Up next: vs. Boca Ciega (Thursday)

Last spot: No. 1

There were some new faces on defense, particularly on the line. No matter. The results were the same. Another game. Another shutout. The Spartans opened their season with a 42-0 rout over rival Gibbs, spoiling the debut for Gladiators coach Louis Murphy Jr., who was returning to his alma mater. It marked the seventh time Lakewood has blanked an opponent in the past two seasons. On Thursday, the Spartans face another Boca Ciega, another team they shut out a year ago. The rematch could present more of a challenge, especially with all the offensive weapons the Pirates have returning. 

2. Clearwater (0-1)

Up next: vs. Largo (Identity Tampa Bay Game of the Week)

Last spot: No. 2

For three quarters, the Tornadoes were in control in their opener against Jesuit. Kamrhen Simpkins threw for two touchdown passes. August Salvati had three sacks on defense. And Clearwater had the lead, 21-14. In the fourth quarter, the Tornadoes watched their lead evaporate as the Tigers came roaring back to win, 35-21. It’s hard to drop the Tornadoes considering they had a defending state semifinalist on the ropes before falling. This week, Clearwater will try to regroup against Largo and exact some revenge for a loss to its rival a year ago. 
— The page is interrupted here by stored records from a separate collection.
PR #196, opened 2021-08-10
Multi Cluster runtime

fischeti:
This PR adds runtime support for multi-cluster systems like Occamy
### Changelog

- occamy: add new startup routine for occamy
- bootdata: add information about number of cluster, tcdm size & offset
- occamy: stack for each cluster is calculated based on `cluster_id`
- barrier: add software barrier for cluster and global synchronization
- occamy: trap manager core 0 in bootrom
- test: modify `printf_fmt.c` test for multicluster
- test: add new `multi-cluster.c` test
- barrier: move `barrier_reg_ptr` to team struct
- runtime: align runtime for `snitch_cluster` and `occamy`, currently named `start_occamy.[c|S]`
- occamy: auto-generate `bootdata.cc` from config file


hw/ip/test/src/tb_lib.hh
```diff
@@ -121,7 +121,12 @@ struct BootData {
     uint32_t core_count;
     uint32_t hartid_base;
     uint32_t tcdm_start;
-    uint32_t tcdm_end;
+    uint32_t tcdm_size;
+    uint32_t tcdm_offset;
+    uint32_t global_mem_start;
+    uint32_t global_mem_end;
+    uint32_t cluster_count;
+    uint32_t quadrant_count;
```
zarubaf, line 129: I think just to be future proof we want to call this `s1_*` as in a full Manticore system there are more than S1 quadrants.
```suggestion
    uint32_t s1_quadrant_count;
```

hw/ip/test/src/tb_lib.hh
```diff
@@ -121,7 +121,12 @@ struct BootData {
     uint32_t core_count;
     uint32_t hartid_base;
     uint32_t tcdm_start;
-    uint32_t tcdm_end;
+    uint32_t tcdm_size;
+    uint32_t tcdm_offset;
```
zarubaf, line 125: I was just wondering whether we want to make this an array and individual for each cluster e.g.,
```
uint32_t tcdm_addr [NR_CLUSTERS];
```

Because technically the TCDMs can be arbitrarily spaced. What do you think?

sw/snRuntime/src/start_occamy.c
```diff
@@ -0,0 +1,115 @@
+// Copyright 2020 ETH Zurich and University of Bologna.
+// Licensed under the Apache License, Version 2.0, see LICENSE for details.
+// SPDX-License-Identifier: Apache-2.0
+#include "snrt.h"
+#include "team.h"
+
```
zarubaf, line 6: I was wondering whether we maybe can make `start_occamy.[S|c]` the default that also works on the specialized case of the single cluster version, just to avoid bifurcation? Do you see troubles in going there?

I think the only thing that really needs to be adjusted is the `bootdata` struct that is generated from a script for the single-cluster version to indicate that there is just a single cluster, with a single S1 quadrant :).

sw/snRuntime/src/start_banshee.c
```diff
@@ -31,6 +31,14 @@ void _snrt_init_team(uint32_t cluster_core_id, uint32_t cluster_core_num,
     team->cluster_mem.start = spm_start;
     team->cluster_mem.end = spm_end;
 
+    // Allocate and initialize global barrier
+    // TODO: Atomics to global memory are currently
+    // not supported by banshee
```
zarubaf, line 36: Oh, okay, we might want to add this to Banshee, I'll open an issue for it :-)

zarubaf (approved):
LGTM! My biggest point is the discussion of whether we can merge the `occamy` runtime and the generic cluster runtime to avoid bifurcation. I think if we derive everything from the bootstruct we should be fairly good to go.

sw/snRuntime/src/start_banshee.c
fischeti: I am not 100% sure if banshee really doesn't support atomics to global memory. But I noticed that atomics to the global memory are definitely not coherent in the case of multi-cluster systems. So I assumed that it is not supported

SamuelRiedel: Atomics are supported in Banshee as well. What behavior are you observing? Can you provide me with a binary or test to debug this?

fischeti: Interestingly, I cannot reproduce the issue anymore :smile: 
I had the issue that the barrier on the main memory was treated as if it was private to each cluster i.e. the barrier did not increment to the number of cores globally but only to cores per cluster.

Currently, the atomics are working correctly when running banshee with `--trace`. However, it does not terminate when running without the trace option. Do you have an idea why this might be?

I am running the `printf_fmt` test from this branch:
`banshee --num-clusters 2 --num-cores 9 --no-opt-jit --no-opt-llvm --trace sw/build/snRuntime/test-snRuntime-printf_fmtint > log.dasm`

hw/ip/test/src/tb_lib.hh
fischeti: Makes sense

hw/ip/test/src/tb_lib.hh
fischeti: Could we auto-generate the `bootdata` somehow in that case? Otherwise this gets a bit tedious when switching between different configurations

sw/snRuntime/src/start_banshee.c
SamuelRiedel: Ok good to hear. The problem might have been fixed in PR https://github.com/pulp-platform/snitch/pull/188. The address map of Banshee was not aligned, which could have lead to the TCDM and global memory being swapped.

That it works with `--trace` sounds a bit like a race condition to me. I can have a closer look.

sw/snRuntime/src/start_occamy.c
fischeti: No I think that would make sense to align the two runtimes. Apart from the different `bootdata` struct they are pretty much the same.

How or where exactly is the `bootdata` generated for the `snitch_cluster`?

sw/snRuntime/src/start_banshee.c
fischeti: That sounds like the problem I had. I have re-built banshee with the new version at some point. This is would also explain why I can't reproduce the issue anymore

hw/ip/test/src/tb_lib.hh
zarubaf: Ah I see, we might want to make this a pointer so that we are not defining the size in the header and populate it correctly (using a script) in the `bootdata.cc`. Does that make sense?

I think for Occamy the `bootdata.cc` has been hard-coded so far, but for the single cluster version we should already be generating it from a script so we should extend that approach. I think that will become more and more useful, especially if we start to describe more complex systems.

sw/snRuntime/src/start_occamy.c
zarubaf: For the cluster it is generated here: https://github.com/pulp-platform/snitch/blob/078a14ab715a759a6146609cea3fba53a3dcf4c2/util/clustergen/cluster.py#L357-L360

For `occamy` we probably want to do something very similar (same template) but [here](https://github.com/pulp-platform/snitch/blob/078a14ab715a759a6146609cea3fba53a3dcf4c2/util/occamygen.py)

hw/ip/test/src/tb_lib.hh
fischeti: > Ah I see, we might want to make this a pointer so that we are not defining the size in the header and populate it correctly (using a script) in the `bootdata.cc`. Does that make sense?

Not quite, this `bootdata` struct is defined in three places `tb_lib.hh`, `start_occamy.c` and `bootdata.cc`. As far as I understand, those need to match

sw/snRuntime/src/start_occamy.c
fischeti: I have now aligned the two runtimes and the `bootdata` is generated automatically based on the configuration file also for occamy.

hw/ip/test/src/tb_lib.hh
zarubaf: As discussed in the daily today. @noah95 will tackle that in the next weeks. We are good for now.

zarubaf (approved):
LGTM

hw/system/snitch_cluster/cfg/cluster.default.hjson
```diff
@@ -62,10 +69,10 @@
         ]
     },
     dram: {
-        // 0x8000_0000
-        address: 2147483648,
-        // 0x8000_0000
-        length: 2147483648
+        // 0x9000_0000
```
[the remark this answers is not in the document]
fischeti: Kind of, `snrt_global_memory()` is initialized with those values. If it would start at `0x8000_0000` you would potentially overwrite the `.text` section, if `snrt_global_memory()` is used for allocating data.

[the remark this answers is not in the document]
zarubaf: Okay, but you could add the `0x1000_0000` offset in `snrt_global_memory()` as well, right? Seems kind of cheating to artificially reduce the memory in the system description (which should be a true and holistic view of the system).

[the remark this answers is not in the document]
fischeti: True, I will change this accordingly

sw/snRuntime/src/start_banshee.c
```diff
@@ -31,6 +31,12 @@ void _snrt_init_team(uint32_t cluster_core_id, uint32_t cluster_core_num,
     team->cluster_mem.start = spm_start;
     team->cluster_mem.end = spm_end;
 
+    // Allocate and initialize global barrier
+    team->global_barrier = (void *)team->global_mem.start;
```
noah95, line 35: Same problem here

noah95 (changes requested):

sw/snRuntime/src/start_cluster.c
```diff
@@ -33,7 +37,7 @@ struct putc_buffer_header {
 static volatile struct putc_buffer {
     struct putc_buffer_header hdr;
     char data[PUTC_BUFFER_LEN];
-} *const putc_buffer = (void *)&_edram;
+} *const putc_buffer = (void *)&_end;
```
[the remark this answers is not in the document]
noah95: Moved back to `_edram` in d115508

sw/snRuntime/src/start_cluster.c
```diff
@@ -42,25 +46,37 @@ void _snrt_init_team(uint32_t cluster_core_id, uint32_t cluster_core_num,
...
     team->cluster_mem.start = spm_start;
     team->cluster_mem.end = spm_end;
+    team->barrier_reg_ptr = spm_start + bootdata->tcdm_size + 0x30;
+
+    // Initialize cluster barrier
+    team->cluster_barrier.barrier = 0;
+    team->cluster_barrier.barrier_iteration = 0;
+
+    // Allocate and initialize global barrier
+    team->global_barrier = (void *)team->global_mem.start;
```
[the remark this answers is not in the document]
noah95: Move global barrier to `.dram` section in d115508

sw/snRuntime/src/team.c
```diff
@@ -110,3 +112,44 @@ void snrt_bcast_recv(void *data, size_t len) {
     snrt_memcpy(data, mbox->ptr, len);
     snrt_barrier();
 }
+
+/// Synchronize cores in a cluster with a software barrier
+void snrt_cluster_barrier() {
```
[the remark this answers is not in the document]
noah95: Renamed cluster barriers to reflect hw/sw barrier

noah95 (approved):
@fischeti if you agree with the changes in d115508 we can merge :+1:

fischeti:
> @fischeti if you agree with the changes in [d115508](https://github.com/pulp-platform/snitch/commit/d115508c02a66508b8f417f7e380809a56a7788c) we can merge +1

LGTM! Let's merge it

3. Clearwater Academy (0-1)

Up next: at Mosley

Last spot: No. 3 

The Knights have a collection of talented International players, many hailing from Canada. Their star-studded roster has got the attention of pollsters. Entering the season, Clearwater Academy was ranked 125th nationally, tops among Pinellas County programs. To find quality opponents, the Knights have to travel throughout the county. In the opener, they went to Tennessee to take on powerhouse Brentwood Academy. It was a rough start. Clearwater Academy lost 34-18 but stayed put in the rankings because of the quality of the opponent.One of the bright spots in the opener was Dylan Djete, who had eight receptions for 262 yards and three touchdowns.  

4. Boca Ciega (0-0)

Up next: at Lakewood (Thursday)

Last spot: No. 4

The Pirates drove to Tarpon Springs for last week’s opener only to turn around once they got there because of poor field conditions. The game was unable to be rescheduled so Boca Ciega focused on Lakewood in what is now its opener. To reverse last year’s outcome (a 35-0 loss), the Pirates will need more from their offensive playmakers, nearly all of whom return. The experience of quarterback Taffrey Peterman and running back Chris Phillips should make this one more competitive. 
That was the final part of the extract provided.